Een romantische avond

  • Auteur: Greetje

Op een snikhete dag, zo’n dertig jaar geleden, maakte ik samen met een aantal familieleden een bergwandeling in een prachtig stukje Tirol. Zo’n wandeling maak je op een dag met dergelijke temperaturen natuurlijk niet zomaar, wij hadden een duidelijk doel voor ogen: een berghut ongeveer halverwege.

Tot deze tocht waren wij aangezet door de zoon van onze pensionhoudster, die ik voor het gemak Florian noem. Hij  beloofde ons een prachtige alm met een bergmeertje vol forel. Voor de vissers onder ons een vooruitzicht om van te watertanden. De bewoner van de hut, de oude Ludwig, was een bekende van Florian.
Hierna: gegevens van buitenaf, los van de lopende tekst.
PR #144, opened 2026-08-09
Report source_fps beside source frames (a WAV counts at 24 fps on any timeline)

rusanivsky:
An audio timeline item's `source_start`/`source_end` are counted in the **media's** frame rate, not the timeline's — and a WAV carries no native rate, so Resolve reports **24** for it. Read back at the timeline rate, a WAV offset lands minutes from the real position in the file, and nothing errors: `probe_timeline_structure` derives `source_end` as `source_start + timeline_duration`, so the start/end pair stays internally consistent whatever rate the caller assumes.

Measured live on **Studio 21.0.3.7** against a 29.97 fps timeline: a `ZOOM0028.WAV` item at `source_start: 60687` is 2528.6 s into the file; dividing by the timeline rate says 2024.9 s — **504 s out**. Video is unaffected and reports its own 29.97.

## What this changes

Documenting the trap only helps a caller who thinks to look it up, so this adds the guard as well as the ledger entry.

**`source_fps` beside the frames.** Every timeline-item summary now carries `source_fps` plus `source_start_seconds` / `source_end_seconds` derived with it, so the frame number always arrives with its unit attached:

```
audio ZOOM0028.WAV  source_start=60687  source_fps=24.0   -> 2528.625 s
video IMG_0001.mov  source_start=20379  source_fps=29.97  ->  679.98 s
```

The rate is read from the media-pool item's `FPS` property, never assumed — an unreadable rate reports `null`, so callers see *unknown* rather than a guess.

**No extra bridge calls on the probe path.** `_timeline_item_conform_summary` already pulled the full property dict for every item (for `file_path` / `media_status`), so it now fetches the media-pool item and its properties once and hands both to the summary instead of re-fetching.

**A second unit trap, found while pinning the rate.** The rate was established by regression rather than assumed: across 12 items of the same WAV, `GetSourceStartFrame` advances at **24.000 fps** against the item's own `GetSourceStartTime` (24.0000 / 24.0007 / 23.9995 over spans up to 22 minutes). The same measurement showed that on an audio item `GetLeftOffset` advances at **29.970** — the *timeline* rate. The two readers describe the same edit point in different frame spaces (60687 vs 75784 for one item); on video they share the source space.

`_timeline_item_source_start` falls back to `GetLeftOffset`, so that fallback would have paired a timeline-frame number with the media rate. `_timeline_item_source_start_with_origin` now reports which reader produced the value, and the summary reports `source_fps: null` on the audio fallback rather than converting it wrong.

## Also here

- `create_variant_from_ranges` accepts an undocumented per-range `track_index` (1-based within `track_type`; missing tracks are added, so multicam angles rebuild onto V2/V3 instead of collapsing onto V1). It was absent from the action help — now documented there, in the action list, in the example, and in `docs/SKILL.md`.
- The trap is recorded in the `api_truth` ledger (`submit: bug`, so it reaches `api-limitations.md`) and in `resolve-rough-cut`'s Verified traps table.

## One caveat, recorded rather than papered over

Resolve's model of the test WAV is 133003 frames (`Duration 01:32:21:19` at 24 fps = 5541.79 s) while its true PCM length is 266264768 samples / 48 kHz = **5547.18 s** — a 0.097% difference I could not explain. So `frames / source_fps` is exact in Resolve's source-time space, which is the space every other Resolve call uses, but may sit ~2 s off the byte position at a 40-minute-deep offset. That caveat is in the ledger entry.

## Validation

- Full offline suite: **2546 tests, OK.** (4 pre-existing loader errors on `main` from a missing `numpy` in my venv — `test_colorimetry`, `test_custom_timeline`, `test_image_qc`, `test_improvements` — untouched by this branch.)
- 13 new cases in `tests/test_source_frame_rate.py`, including the "unreadable rate must read as unknown, not 24" case and both fallback-unit cases.
- `scripts/gen_api_limitations.py --check`: clean.
- Verified live on Studio 21.0.3.7 before and after.


samuelgursky:
Merged and shipped in [v2.91.0](https://github.com/samuelgursky/davinci-resolve-mcp/releases/tag/v2.91.0). Thank you — the regression against `GetSourceStartTime` to *pin* 24 rather than assume it is what made this reviewable, and the `source_fps: null` on the `GetLeftOffset` fallback is the right call.

Two follow-ups landed on top, both worth flagging back to you.

**`source_end_seconds` carried the same unit mix-up the field exists to stop.** `source_end` is `source_start + duration`, and that `duration` is `GetDuration` — a *timeline* duration. So it is already unit-mixed the moment the rates differ, exactly as your PR body says; dividing it by `source_fps` then converts the mixed number. The seconds now come from `GetSourceStartTime`/`GetSourceEndTime` (seconds, no rate inference at all), then `GetSourceEndFrame / source_fps`, and read `null` rather than convert the derived value. `source_end` itself is unchanged so no consumer moves, but it is annotated as unit-mixed where it is assigned.

**Re-measured on Studio 19.1.3.7** with synthetic media, so this is not a 21.x regression — and the older build gives a clean demonstration of the conversion happening in the open:

```
300 s 48 kHz WAV                     -> FPS 24
append source frames 4800-5235       -> timeline duration 543  (= 435 x 29.97/24)
source_end (derived)                    5343   -> /24 = 222.625 s
GetSourceEndTime                                        218.133 s   <- true
GetSourceStartTime                                      200.000 s   (= 4800/24, exact)
```

4.49 s out on a clip 18.1 s long. The matching 29.97 video item was unaffected either way (24.524 read vs 24.525 derived), which is the video-is-fine half of your finding reproducing independently. Both second-readers exist on 19.1.3.7, so the `GetSourceEndFrame` fallback is only for builds older still.

Your 21.0.3.7 numbers are in the ledger entry labelled as yours; I have not re-run them here, this machine is on 19.1.3.7.

One thing I did **not** change, noted in case you want it: `extract_source_frame_ranges` builds pull ranges from that same derived `source_end`, so for a mixed-rate audio item it over-pulls by the rate ratio. Safe direction (a longer range), but wrong, and it is the same root cause.

samuelgursky:
Follow-up you should know about, because it corrects part of the entry your PR added. Shipped in [v2.93.0](https://github.com/samuelgursky/davinci-resolve-mcp/releases/tag/v2.93.0).

## A WAV is not 24 fps

The ledger said a WAV "carries no frame rate, so Resolve falls back to 24", and told callers to treat one as 24 fps. Measuring it directly on 19.1.3.7 with one 400.000 s file:

```
project at 24    -> import -> FPS 24.0    Duration 00:06:40:00   (9600 frames  = 400 s)
project at 29.97 -> import -> FPS 29.97   Duration 00:06:39:18   (11988 frames = 400 s)
project A: set 29.97 AFTER import         -> clip still reads 24.0
```

A WAV takes the **project's `timelineFrameRate` at import** and freezes it. So the trap is not "audio is always 24" — it is "the clip kept the rate the project had when it was imported, and the project moved afterwards." Your 21.0.3.7 reading of 24 is fully consistent with this; that project was at 24 when the WAV came in. But a WAV imported into a 29.97 project has no mismatch at all, and anyone who followed the old advice on such a file would have converted a correct number into a wrong one. Every site now says read `source_fps`, never assume.

Nothing in your measurement was wrong — the 56871 / 24 = 2369.6 s arithmetic holds. It was the *explanation* attached to it that generalised one project's rate into a property of the format.

## And the one you flagged in the PR body

You wrote that `source_end` is derived as `source_start + timeline_duration` and stays "internally consistent whatever rate the caller assumes." That is exactly right, and it was worse than internally consistent — it was wrong by up to 149 frames against the `endFrame` actually sent, which `extract_source_frame_ranges` then turned into pull ranges 543 and 749 frames wide for clips consuming 435 and 600.

`source_end` is now `round(GetSourceEndTime × source_fps)` — a source frame by construction, still exclusive, exact on every item measured in both regimes, and identical to the old value wherever the old value was already right.

Worth recording: `GetSourceEndFrame` was the obvious fix and it is **not** usable raw. Over 12 items it reads **exclusive when the source and timeline rates match, inclusive when they differ** — off by one in precisely the case you would reach for it. Not a media-type split; the same WAV imported at 29.97 into a 29.97 timeline reads exclusive like video.

One process note, since your PR set the standard for it: my first measurement pass zipped `AppendToTimeline`'s return against the request list, two entries came back unreadable, and the misalignment produced numbers that looked exactly like reader noise — I nearly wrote up a per-media-type convention from them. Everything above comes from appending one range at a time. Thanks again for the original find; it has now paid for itself twice.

Die zou zelf, voorzien van wijn en limonade, later arriveren. Mij bond hij op het hart om Ludwig vast de groeten van hem over te brengen. ‘Zeg maar dat hij de pan al op het vuur kan zetten, dan begrijpt hij het wel,’ voegde hij daaraan toe. ‘Hopelijk zijn er geen jagers in de buurt, er mag officieel namelijk niet in dat meertje worden gevist.’ Hij wreef zich in de handen bij het vooruitzicht van verse forel, vergezeld van een goed glas wijn.

Het beloofde een prachtige avond worden. Voorlopig was het nog afzien in de hitte, maar wij vorderden gestaag en bereikten uiteindelijk de hut met het meertje. Van Ludwig geen spoor, wel zagen wij op enige afstand twee jagers die ons nauwlettend in de gaten hielden. We overlegden wat ons te doen stond, besloten om eerst even af te wachten, en zagen toen Ludwig in de deuropening van zijn hut verschijnen. Opgelucht bracht ik de groeten van Florian over. De oude man keek niet bepaald opgewekt, en de naam Florian deed ook geen licht opgaan, dus over die pan heb ik maar gezwegen.  Aangezien Ludwig niets voor ons te drinken had, maakten we het ons gemakkelijk in het gras, dronken de door ons zelf meegebrachte limonade en wachtten op Florians komst. Ondertussen werden wij benaderd door één van de jagers of wij een andere route terug wilden nemen. Zij moesten namelijk een hert afschieten en wilden voorkomen dat de hagel ons om de oren zou vliegen. De kans op verse  forel leek nu wel heel erg klein.

Gelukkig duurde het niet zo heel lang voordat Florian verscheen. Vanuit de verte zagen wij zijn hengel al uit de rugtas steken. Voor beide jagers bleef hij ook niet onopgemerkt. Alsof dat allemaal nog niet genoeg was, doemden er donkere wolken op die niet veel goeds beloofden. Boven aangekomen, sprak Florian nog een paar woorden met Ludwig, wiens slechte humeur veroorzaakt bleek te worden door ziekte van zijn vrouw.
Er klonk een onheilspellend gerommel. Florian keek bezorgd naar de lucht en adviseerde ons om hem maar zo snel mogelijk naar beneden te volgen.  Dat bleek geen overbodige raad: het onweer naderde snel. De terugweg verliep in recordtijd, al lukte het ons niet om droog bij de auto aan te komen.
Zo zaten wij die avond niet romantisch forel in een berghut te eten, maar droogden op in een gasthof,terwijl het buiten donderde en bliksemde.
De Hirschgoulash smaakte prima,dat wel.